**ACTION ITEM:**
Pull out every line below containing the word "ConsoleIo".

Dataset records
——

Issue #14571, opened 2020-05-09
4.0: Shell to Command loses interactive disable flag.


dereuromark:
This is a (multiple allowed):

* [x] bug
* [ ] enhancement
* [ ] feature-discussion (RFC)

* CakePHP Version: 4.0

### What happened
Shells upgraded to Commands.

Some Upgraded shells now do not work anymore as before in non-inactivate mode (via -q flag).

Shells used to have this
```
    public function in(string $prompt, $options = null, ?string $default = null): ?string
    {
        if (!$this->interactive) {
            return $default;
        }
```

The commands now always prompt even if not necessary and -q desires defaults to be auto-used.

### What you expected to happen
Commands should also have a non-interactive mode as the Shells did, that try to auto-set the fields as per defaults, to avoid prompting in e.g. CI setup or deploy etc.

dereuromark:
https://github.com/cakephp/cakephp/pull/14576

PR #14572, opened 2020-05-09
Interactive false for Commands.

dereuromark:
Addresses https://github.com/cakephp/cakephp/issues/14571

Restores the ability to  use non-interactive mode

The command then has to set

    $io->setInteractive(false);

and e.g.

    bin/cake i18n extract -q --overwrite --extract-core=yes --relative-paths

would run without issues now using the defaults.
This can then further be used programmatically.

Right now, even quit and overwrite enabled, it still forces input confirmation:
```
Current paths: None
What is the path you would like to extract?
[Q]uit [D]one
[src/] > 
```
The default here is `src/`.

Additionally:
It also auto detects this based on -q (quiet) flag, as you would never use this in normal interactive mode, but for crons, for CI checks, for deploy scripts etc, and here you cannot interfere really anyway.
We could move this part to 4.1 if we wanted, to put this into a minor release.

### DIFF
--- a/src/Console/ConsoleIo.php
+++ b/src/Console/ConsoleIo.php
@@ -129,8 +129,7 @@ class ConsoleIo
     }
 
     /**
-     * @param bool $value
-     *
+     * @param bool $value Value
      * @return void
      */
     public function setInteractive(bool $value): void
--- a/src/Console/ConsoleIo.php
+++ b/src/Console/ConsoleIo.php
@@ -32,6 +32,27 @@ use SplFileObject;
 class ConsoleIo
 {
     /**
+     * Output constant making verbose shells.
+     *
+     * @var int
+     */
+    public const VERBOSE = 2;
+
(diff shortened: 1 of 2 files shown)


src/Console/ConsoleIo.php
```diff
@@ -123,6 +128,15 @@ public function __construct(
         $this->_helpers->setIo($this);
     }
 
+    /**
+     * @param bool $value Value
+     * @return void
+     */
+    public function setInteractive(bool $value): void
```
markstory, line 135: We've been trying to avoid adding public methods in bugfix releases. Should this move to 4.next?

dereuromark: We can do that.

dereuromark:
Since 4.1 is pretty much there, we can move this regression fix into a cleaner fix+enhancement for 4.1 then.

——

**WRITTEN ANSWER:**
--- a/src/Console/ConsoleIo.php
+++ b/src/Console/ConsoleIo.php
@@ -129,8 +129,7 @@ class ConsoleIo
--- a/src/Console/ConsoleIo.php
+++ b/src/Console/ConsoleIo.php
 class ConsoleIo
src/Console/ConsoleIo.php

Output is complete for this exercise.